* **Work item**
Once more, print the records exactly as given.

* **Material provided**

PR #58, opened 2023-02-08
Add test case to `test_string`

okuramasafumi:
`string` returns the original string after `scan` is called. Current test doesn't check this behavior and now it's covered.


kou:
Thanks!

* **Response below**
PR #58, opened 2023-02-08
Add test case to `test_string`

okuramasafumi:
`string` returns the original string after `scan` is called. Current test doesn't check this behavior and now it's covered.


kou:
Thanks!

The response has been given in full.